🤖 AI Summary
This work addresses the challenges of excessive search space and difficulty in bottleneck identification when large language models (LLMs) automatically generate GPU kernels, stemming from a mismatch between the granularity of optimization knowledge and LLM reasoning. To bridge this gap, we propose the Hierarchical Transfer-Aware Memory (HTAM) framework, which organizes optimization knowledge into a two-level hierarchical transfer graph encompassing coarse-grained directions and fine-grained strategies. HTAM guides LLMs in generating efficient CUDA code through a state-aware mechanism that jointly selects global optimization directions and retrieves relevant local strategies. Evaluated on the full KernelBench suite, HTAM significantly improves correctness rate, the proportion of fast solutions, and speedup, while demonstrating strong generalization across backend configurations and the Robust-KBench benchmark.
📝 Abstract
High-performance GPU kernels are essential for efficient LLM deployment, yet optimizing them remains expertise-intensive. Recent LLM-based code generation makes automatic GPU operator generation promising, but operator optimization remains a hardware-aware search problem.

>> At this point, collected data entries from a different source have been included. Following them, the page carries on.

PR #1355, opened 2026-08-11
Folding of QS CLI - Part 1

vee1e:
## Finish folding of QS CLI 

Reference Doc is at https://docs.google.com/document/d/19i0fkJZBPHb15-NHeALzk3RRMYLafnCLNScAOdCiFfM/edit

## Summary

This change implements the first batch of the FLOSS migration development spec.
It completes the four small tasks in the plan. The medium and large tasks stay in later batches.
All related tests pass. The linters and the type checker pass.

## Task list

- [x] Point the tag scripts at the current tag database location.
- [x] Add the layout and tags runtime timing fields to the results document.
- [x] Record the elapsed time of the layout and tag steps in the pipeline.
- [x] Define the help, version, and no-argument behavior.
- [x] Remove the `--no-layout` and `--no-tags` flags.
- [x] Remove the `--load` flag and detect JSON results documents automatically.
- [x] Remove the `--no` and `--only` flags.
- [x] Add the `--string-type` and `--no-string-type` flags with mutual exclusion.
- [x] Rename `--functions` to `--analyze-functions`.

## To be done after this PR

- [ ] Move the string render function into the default render module.
- [ ] Remove the classic view and the obsolete classic helpers.
- [ ] Add centered headings for the stack, tight, and decoded string sections.
- [ ] Add the `--columns` option for column visibility.
- [ ] Add the `--section` and `--no-section` flags.
- [ ] Add the `--structure` and `--no-structure` flags.
- [ ] Add the `--tag` and `--no-tag` flags.
- [ ] Add the `--interesting` shortcut to exclude the noisy tags.
- [ ] Add the `--query` flag to filter strings by content.
- [ ] Add the `--max-strings` flag to cap the strings per section.
- [ ] Emit the full results document as JSON with sorted keys.
- [ ] Add the `--summary` output.
- [ ] Emit structured JSON errors in JSON mode.
- [ ] Add the analysis cache module.
- [ ] Compute the cache key from the sample content hash and the tool version.
- [ ] Store the results document atomically in the cache.
- [ ] Load a valid cached document and skip analysis.
- [ ] Support the environment variables for the cache directory and the cache switch.
- [ ] Drop an invalid cache entry and re-analyze.


floss/main.py
```diff
@@ -44,6 +45,41 @@ def is_running_standalone() -> bool:
...
+    """
+    try:
+        with sample.open("rb") as f:
+            for byte in iter(lambda: f.read(1), b""):
+                if not byte.strip():
+                    continue
+                return byte == b"{"
+    except OSError:
+        return False
+    return False
```
vee1e: this could be done via json.loads? or would it impact perf too much

README.md
```diff
@@ -89,16 +87,15 @@ Extract obfuscated strings from a malware binary:
 
 Only extract stack and tight strings:
 
-    $ floss --only stack tight -- suspicious.exe
+    $ floss --string-type stack tight -- suspicious.exe
```
vee1e, line 90: before the spec `--only` already used `nargs="+"` so values were space-separated. should we still keep comma-separated syntax for `--columns` considering this fact for consistency?

floss/main.py
mr-tz: lets check it's a proper floss doc based on some field, if we need to load the entire file for that do so, if not then even better

README.md
mr-tz: lets use spaces then

.github/workflows/build.yml
```diff
@@ -125,7 +125,7 @@ jobs:
       - name: Set zip name
         run: echo "zip_name=floss-${GITHUB_REF#refs/tags/}-${{ matrix.asset_name }}.zip" >> $GITHUB_ENV
       - name: Zip ${{ matrix.artifact_name }} into ${{ env.zip_name }}
-        run: zip ${{ env.zip_name }} ${{ matrix.artifact_name }}
+        run: zip "$zip_name" "${{ matrix.artifact_name }}"
```
mr-tz, line 128: undo?

doc/usage.md
```diff
@@ -18,9 +18,7 @@ Since FLOSS also extracts static strings (like `strings.exe`),
 Here's a summary of the command line flags and options you
  can provide to FLOSS to modify its behavior.
 
-See `floss -h` for all supported arguments and usage examples. This displays the most used arguments only.
-
-To see all supported arguments run `floss -H`.
+See `floss -h` for all supported arguments and usage examples.
```
mr-tz, line 21: are we still doing a limited help when run without args or is there only one help screen for all cases?

doc/usage.md
```diff
@@ -137,7 +136,7 @@ This can improve performance as FLOSS by perhaps one-third
   to always manually identify decoding routines).
 Specify functions by using their hex-encoded virtual address.
 
-    floss.exe --functions 0x401000 0x402000 malware.exe
+    floss.exe --analyze-functions 0x401000 0x402000 malware.exe
```
mr-tz: does this even work? without the -- between function offsets and the sample?

floss/cli.py
```diff
@@ -89,46 +93,34 @@ def make_parser(argv):
...
           do not extract static strings
-            floss --no static -- suspicious.exe
+            floss --no-string-type static -- suspicious.exe
 
           only extract stack and tight strings
-            floss --only stack tight -- suspicious.exe
+            floss --string-type stack tight -- suspicious.exe
 
-          classic static strings without layout/tags
-            floss --no-layout -- suspicious.exe
```
mr-tz, line 110: show `--plain` usage here

doc/usage.md
mr-tz: thinking a very basic help with examples on run without args may be worth considering

mr-tz: but maybe also not worth the extra effort

floss/cli.py
```diff
@@ -146,33 +138,22 @@ def make_parser(argv):
...
-        help="disable layout-aware static analysis (classic flat static listing)",
-    )
-    analysis_group.add_argument(
-        "--no-tags",
-        action="store_true",
-        help="disable tag databases (layout sections without prevalence/library tags)",
+        help="do not extract specified string type(s); valid values: %s" % ", ".join(STRING_TYPE_CHOICES),
     )
 
     advanced_group = parser.add_argument_group("advanced arguments")
```
mr-tz, line 162: do we still want the advanced part? can you share a screenshot of the help with these changes as of now?

floss/cli.py
```diff
@@ -188,86 +169,57 @@ def make_parser(argv):
...
-            else argparse.SUPPRESS
-        ),
+        help="only analyze the specified functions, hex-encoded like 0x401000, space-separate multiple functions",
     )
     advanced_group.add_argument(
         "--disable-progress",
         action="store_true",
-        help="disable all progress bars" if show_all_options else argparse.SUPPRESS,
+        help="disable all progress bars",
     )
```
mr-tz: keep or do this via --quiet?

floss/main.py
```diff
@@ -69,11 +87,15 @@ def main(argv=None) -> int:
...
 
-    parser = make_parser(argv)
+    parser = make_parser()
     try:
+        if not argv:
+            # no arguments: print the full option list and exit with code 1
+            parser.print_help()
+            return 1
         args = parser.parse_args(args=argv)
         if args.enabled_types and args.disabled_types:
```
mr-tz: tbd rename the variable names?

floss/main.py
```diff
@@ -108,17 +130,17 @@ def main(argv=None) -> int:
         if StringType.STATIC.value not in disabled:
             disabled.append(StringType.STATIC.value)
 
-    # layout/tags: temporary dedicated flags (not --no string types); see issue #1348
+    # layout/tags are always on: automatic and detected from the sample content
```
mr-tz, line 129: what does "detected from the sample content" mean?

README.md
vee1e: updated the spec to this, in future iterations columns will implemented as space separated

floss/pipeline.py
```diff
@@ -219,10 +219,11 @@ def _try_layout_static(
     buf: bytes,
     min_length: int,
     enable_tags: bool,
-) -> Optional[ResultLayout]:
+) -> Tuple[Optional[ResultLayout], float]:
     """
     Quantum-style layout extract when PE/ELF/Mach-O parse succeeds.
-    Returns serializable ResultLayout, or None to fall back to classic statics.
+    Returns serializable ResultLayout (or None to fall back to classic statics)
+    along with the elapsed seconds spent in the tag database matching step.
```
mr-tz: I think it's better to do the timing outside of the function (ideally with some wrapper function) - or why do you suggest to do it in the function and return the time?

floss/results.py
```diff
@@ -283,7 +285,7 @@ class Analysis:
 @dataclass
 class Metadata:
     file_path: str
-    # sample identity for consumers (path + content hashes); hashes empty when unknown (e.g. --load of old JSON)
+    # sample identity for consumers (path + content hashes); hashes empty when unknown (e.g. loaded old JSON)
```
mr-tz: remove this comment? stale or outdated?

scripts/tags/query_string.py
```diff
@@ -12,21 +12,20 @@
...
 
 logger = logging.getLogger(__name__)
 
 
 def load_db_gp():
-    gpfile = os.path.join(os.path.dirname(__file__), "..", "..", "floss", "qs", "db", "data", "gp", "gp.jsonl.gz")
-    compress = gpfile.endswith(".gz")
-    return StringGlobalPrevalenceDatabase.from_file(pathlib.Path(gpfile), compress=compress)
+    gpfile = data_root() / "gp" / "gp.jsonl.gz"
+    compress = gpfile.suffix == ".gz"
```
mr-tz, line 27: is suffix for .json.gz resulting in .gz?

tests/test_main.py
```diff
@@ -21,13 +21,27 @@
 
 
 def test_main_help():
-    for help_str in ("-h", "-H"):
+    for help_str in ("-h", "--help"):
```
mr-tz, line 25: test running without args here also

tests/test_main.py
```diff
@@ -21,13 +21,27 @@
...
+        floss.main.main(["--version"])
+    assert pytest_wrapped_e.type == SystemExit
+    assert pytest_wrapped_e.value.code == 0
+
+
+def test_main_no_args_prints_help_and_exits_1(capsys):
+    assert floss.main.main([]) == 1
+    out = capsys.readouterr().out
+    assert "usage:" in out
+    assert "--analyze-functions" in out
```
mr-tz: not a good test, combine with above also instead

.github/workflows/build.yml
vee1e: previously it was resulting in a zizmor [CI failure](https://github.com/mandiant/flare-floss/actions/runs/31494294204/job/93788539890)

floss/main.py
vee1e: updated https://github.com/mandiant/flare-floss/pull/1355/commits/7de508c5e24fa45b14e50c5c0bfdff0129b0c57b

- peeks the first non-whitespace byte as a fast path so large binaries are never read for the check.
- only when the content looks like JSON, does a full `json.loads` and confirms the top-level ResultDocument fields (metadata, analysis, strings) are present.

doc/usage.md
vee1e: i'm still not sure on this, with the number of args we have it would be nice for a user with a simpler use case to get instant info and not trudge through the deetailed cli spec. wdyt?

doc/usage.md
vee1e: nope thanks for catching, we do need `--`. fixed https://github.com/mandiant/flare-floss/pull/1355/commits/790f787b77c5cafbb48d8b53b1128fb15bbed5ba

.github/workflows/build.yml
mr-tz: ah yeah, we're opted into that now - good fix then :)

doc/usage.md
mr-tz: yeah I think a short TLDR help would be great - ideally something we reuse for the full help also if possible

doc/usage.md
mr-tz: dont add that to the help though its common usage

floss/cli.py
```diff
@@ -188,86 +169,58 @@ def make_parser(argv):
...
         type=lambda x: int(x, 0x10),
         default=None,
         nargs="+",
-        help=(
-            "only analyze the specified functions, hex-encoded like 0x401000, space-separate multiple functions"
-            if show_all_options
-            else argparse.SUPPRESS
-        ),
+        help="only analyze the specified functions, hex-encoded like 0x401000, space-separate multiple functions, "
+        "end with -- before the sample",
```
```suggestion
```

floss/main.py
```diff
@@ -44,6 +45,37 @@ def is_running_standalone() -> bool:
...
+    """
+    try:
+        with sample.open("rb") as f:
+            for byte in iter(lambda: f.read(1), b""):
+                if not byte.strip():
+                    continue
+                if byte != b"{":
+                    return False
+                break
+    except OSError:
```
mr-tz: what would be the error here?

floss/main.py
```diff
@@ -44,6 +45,37 @@ def is_running_standalone() -> bool:
...
+        return False
+
+    try:
+        data = json.loads(sample.read_bytes())
+    except (OSError, ValueError):
```
mr-tz: also json decoding errors?

floss/main.py
```diff
@@ -44,6 +45,37 @@ def is_running_standalone() -> bool:
...
+        return False
+
+    return isinstance(data, dict) and {"metadata", "analysis", "strings"} <= set(data)
```
mr-tz: interesting syntax with the `<=`

README.md
mr-tz: thanks

floss/cli.py
vee1e: https://github.com/mandiant/flare-floss/pull/1355/commits/beef9957b5d6639969a675e4b1a514e692e5466d

floss/cli.py
vee1e: yes, we still want the advanced part. per spec §3.4.2, `--help` shows the full option list including advanced options. Removing `-H` would mean there's no core-only toggle anymore, the "advanced arguments" group header is now just visual organization, and every option is always visible.

output:

```
usage: __main__.py [-h] [-n MIN_LENGTH]
                   [--string-type {static,stack,tight,decoded} [{static,stack,tight,decoded} ...]]
                   [--no-string-type {static,stack,tight,decoded} [{static,stack,tight,decoded} ...]]
                   [-f {auto,pe,sc32,sc64}] [--language {go,rust,dotnet,none}]
                   [--analyze-functions FUNCTIONS [FUNCTIONS ...]]
                   [--disable-progress] [--signatures SIGNATURES] [-L]
                   [--version] [-j] [-v] [-d] [-q]
                   [--color {auto,always,never}]
                   sample

The FLARE team's open-source tool to extract ALL strings from malware.
  __main__.py 3.1.1 - https://github.com/mandiant/flare-floss/

FLOSS extracts the following string types:
 1. static strings:  "regular" ASCII and UTF-16LE strings
 2. stack strings:   strings constructed on the stack at run-time
 3. tight strings:   special form of stack strings, decoded on the stack
 4. decoded strings: strings decoded in a function

Language-specific strings:
 1. Go:   strings from binaries written in Go
 2. Rust: strings from binaries written in Rust

By default, static strings are layout-aware with tags for PE/ELF/Mach-O
(section context, prevalence/library/expert tags).

positional arguments:
  sample                path to sample to analyze

options:
  -h, --help            show this help message and exit
  -n MIN_LENGTH, --minimum-length MIN_LENGTH
                        minimum string length

analysis arguments:
  --string-type {static,stack,tight,decoded} [{static,stack,tight,decoded} ...]
                        only extract specified string type(s); valid values:
                        static, stack, tight, decoded
  --no-string-type {static,stack,tight,decoded} [{static,stack,tight,decoded} ...]
                        do not extract specified string type(s); valid values:
                        static, stack, tight, decoded

advanced arguments:
  -f {auto,pe,sc32,sc64}, --format {auto,pe,sc32,sc64}
                        select sample format, auto: (default) detect file type
                        automatically, pe: Windows PE file, sc32: 32-bit
                        shellcode, sc64: 64-bit shellcode
  --language {go,rust,dotnet,none}
                        use language-specific string extraction, auto-detect
                        language by default, disable using 'none'
  --analyze-functions FUNCTIONS [FUNCTIONS ...]
                        only analyze the specified functions, hex-encoded like
                        0x401000, space-separate multiple functions, end with
                        -- before the sample
  --disable-progress    disable all progress bars
  --signatures SIGNATURES
                        path to .sig/.pat file or directory used to identify
                        library functions, use embedded signatures by default
  -L, --large-file      allow processing files larger than 16 MB
  --version             show program's version number and exit

rendering arguments:
  -j, --json            emit JSON instead of text
  -v, --verbose         enable verbose results, e.g. including function
                        offsets (does not affect JSON output)

logging arguments:
  -d, --debug           enable debugging output on STDERR, specify multiple
                        times to increase verbosity
  -q, --quiet           disable all status output on STDOUT except fatal
                        errors
  --color {auto,always,never}
                        enable ANSI color codes in results, default: only
                        during interactive session

examples:
  extract all strings from an executable
    floss suspicious.exe

  classic flat list of strings without layout and tags
    floss --plain suspicious.exe

  do not extract static strings
    floss --no-string-type static -- suspicious.exe

  only extract stack and tight strings
    floss --string-type stack tight -- suspicious.exe

  extract strings from 32-bit shellcode
    floss -f sc32 shellcode.bin

  only decode strings from the specified functions
    floss --analyze-functions 0x401000 0x401100 -- suspicious.exe

  extract strings from a binary written in Go (if automatic language identification fails)
    floss --language go program.exe
```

Existing LLM-based methods face a granularity mismatch: coarse hints are reusable but hard to execute, whereas detailed memories are actionable but enlarge the search space and obscure optimization bottlenecks. The key challenge is therefore to organize optimization experience at an appropriate granularity. To address this issue, this paper proposes HTAM (Hierarchical Transition-Attended Memory), a coarse-to-fine framework for LLM-based operator optimization. HTAM builds a two-level Hierarchical Transition Graph (HTG) to organize coarse global directions, detailed local strategies, and transition experience between optimization steps. During each evolution step, HTAM selects a global direction from the current state and recent optimization history, retrieves the corresponding local strategy memory, and uses it to guide concrete CUDA code generation. Experiments on the full KernelBench suite demonstrate that HTAM consistently improves correctness, fast-solution rate, and speedup over LLM-based baselines, while backend and Robust-KBench studies indicate transferable benefits from structured memory.